MARY LOUISE KELLY, HOST:
Tens of thousands of years ago, artists painted images on cave walls. It had been thought those artists were humans. NPR's Christopher Joyce reports on new evidence that our ancient cousins, the Neanderthals, were the artists behind some of the works.
CHRISTOPHER JOYCE, BYLINE: The paint they used was red ochre from soil mixed with water. The canvases were the walls of three caves in different parts of Spain. They drew a bold, geometric design that looked like part of a ladder. They pressed a hand up against the wall and made a stencil of it by blowing ochre over it. They painted red dots. And apparently they were not modern humans, Homo sapiens. As archaeologist Alistair Pike explains, the artists did this 65,000 years ago. That's about 20,000 years before the first modern humans are thought to have arrived in Spain.
ALISTAIR PIKE: The only species that were around at that time were Neanderthals, and therefore the paintings must have been made by them.

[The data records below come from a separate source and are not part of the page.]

PR #3444, opened 2018-10-15
Handle 16 bits images

bidzyyys:


apps/rendering/resources/imgrepr.py
```diff
@@ -41,6 +42,49 @@ def close(self):
...
+        # image must be saved with extension,
+        # then rename to path
+        file_path = '{}_{}.{}'.format(path,
+                                      "tmp",
+                                      output_format.lower())
+        self.save_fullname(file_path)
+        os.replace(file_path, path)
+
+    def save_fullname(self, path):
+        cv2.imwrite(path, self.img)
```
Elfoniok: Can this throw exception?

apps/rendering/resources/renderingtaskcollector.py
```diff
@@ -26,106 +27,39 @@ def add_img_file(self, img_file):
...
-            e = EXRImgRepr()
-            e.load_from_file(img)
-            l_im = e.to_l_image()
-            final_alpha = ImageChops.add(final_alpha, l_im)
-            l_im.close()
-
-        final_img.putalpha(final_alpha)
-        final_alpha.close()
-
-    def finalize_exr(self, exr_repr):
```
Elfoniok, line 76: well as far as i know we are still supporting writing to EXR format, could you check this with badb or blue?

apps/rendering/resources/renderingtaskcollector.py
```diff
@@ -26,106 +27,39 @@ def add_img_file(self, img_file):
...
-    def finalize_pil(self):
+    def finalize_img(self):
         res_x, res_y = 0, 0
 
         for name in self.accepted_img_files:
-            with Image.open(name) as img:
-                res_x, img_y = img.size
-                res_y += img_y
+            img = cv2.imread(name, cv2.IMREAD_UNCHANGED)
+            img_y, res_x = img.shape[:2]
```
Elfoniok: Some error handling would be nice :)

Elfoniok (changes requested):

apps/rendering/resources/imgrepr.py
```diff
@@ -3,7 +3,8 @@
 import logging
 from copy import deepcopy
 from typing import Optional
-
+import numpy as np
```
magdasta: I prefer simply importing "numpy" over importing it as "np" (but it's totally subjective - I'm suggesting a change, not insisting on it)

apps/rendering/resources/imgrepr.py
```diff
@@ -41,6 +42,49 @@ def close(self):
         return
 
 
+class OpenCVImgRepr:
```
magdasta, line 49: Should inherit from `ImgRepr`

apps/rendering/resources/imgrepr.py
```diff
@@ -41,6 +42,49 @@ def close(self):
         return
 
 
+class OpenCVImgRepr:
+    def __init__(self):
+        self.img = None
+
+    def __enter__(self):
```
magdasta, line 53: I think we don't need `__enter__` and `__exit__`

apps/rendering/resources/imgrepr.py
```diff
@@ -41,6 +42,49 @@ def close(self):
...
+        return self
+
+    def __exit__(self, type, value, traceback):
+        pass
+
+    def empty(self, width, height, channels, dtype):
+        self.img = np.zeros((height, width, channels),
+                            dtype)
+
+    def get_shape(self):
```
magdasta: this method is used only in tests

apps/rendering/resources/imgrepr.py
```diff
@@ -41,6 +42,49 @@ def close(self):
...
+        return self.img.shape
+
+    def get_dtype(self):
```
magdasta: this method is used only in tests

apps/rendering/resources/imgrepr.py
```diff
@@ -41,6 +42,49 @@ def close(self):
...
+    def save(self, path, output_format):
+        # image must be saved with extension,
+        # then rename to path
+        file_path = '{}_{}.{}'.format(path,
+                                      "tmp",
+                                      output_format.lower())
+        self.save_fullname(file_path)
+        os.replace(file_path, path)
+
+    def save_fullname(self, path):
```
magdasta: please rename to `save`

apps/rendering/resources/imgrepr.py
```diff
@@ -41,6 +42,49 @@ def close(self):
...
+    def get_shape(self):
+        return self.img.shape
+
+    def get_dtype(self):
+        return self.img.dtype
+
+    def paste_image(self, img, x, y):
+        self.img[y:y + img.shape[0], x:img.shape[1]] = img
+
+    def save(self, path, output_format):
```
magdasta: Please rename to `save_with_extension`

apps/rendering/resources/imgrepr.py
```diff
@@ -41,6 +42,49 @@ def close(self):
...
+
+    def save_fullname(self, path):
+        cv2.imwrite(path, self.img)
+
+    @property
+    def size(self):
+        return self.get_size()
+
+    def get_size(self):
+        return self.img.shape[1], self.img.shape[0]
```
magdasta: Do we really need both `size` and `get_size` methods?

apps/rendering/resources/renderingtaskcollector.py
```diff
@@ -1,23 +1,24 @@
-
 import logging
 import math
 import os
```
magdasta: This import is unused, you can remove it on the occasion of working on this file :)

apps/rendering/resources/renderingtaskcollector.py
magdasta: Opencv supports EXRs, collector should now transparently handle them

magdasta (commented):
Before merging, we have to manually check if Golem still correctly assembles images:
*PNGs
*JPEGs
*EXRs
in both 8- and 16-bits.

apps/rendering/resources/imgrepr.py
bidzyyys: It isn't mentioned in the official docs.

apps/rendering/resources/imgrepr.py
bidzyyys: ImgRepr has some abstract methods that we don't want to implement.

apps/rendering/resources/imgrepr.py
bidzyyys: It's required for ```with``` statement.

magdasta: my bad, I didn't notice the `with` which uses it

apps/rendering/resources/imgrepr.py
magdasta: Let's leave it for now, we'll see in the future if we should add error handling

Elfoniok (approved):

Elfoniok:
It works well for PNG, although blender scripts will have to be extended at some point, for example
bpy.context.scene.render.image_settings.color_depth = '16'
Otherwise blender will simply use whatever is set in the scene file, but if it is 16 bit, then collecting images save it in 16 bit format.

Elfoniok:
EXR and JPEG are assembled well as well.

JOYCE: Neanderthal bones were first discovered in Europe in the 19th century. Neanderthals were humanish but were thought to have been brutish and stupid, not budding artists. People knew about some of these paintings before and figured they were done by modern humans. But the technique used to determine their age was sketchy. So these scientists used a different dating technique, and it overturns conventional wisdom.
PIKE: We're over the moon. This has taken us 10 years to get to this point.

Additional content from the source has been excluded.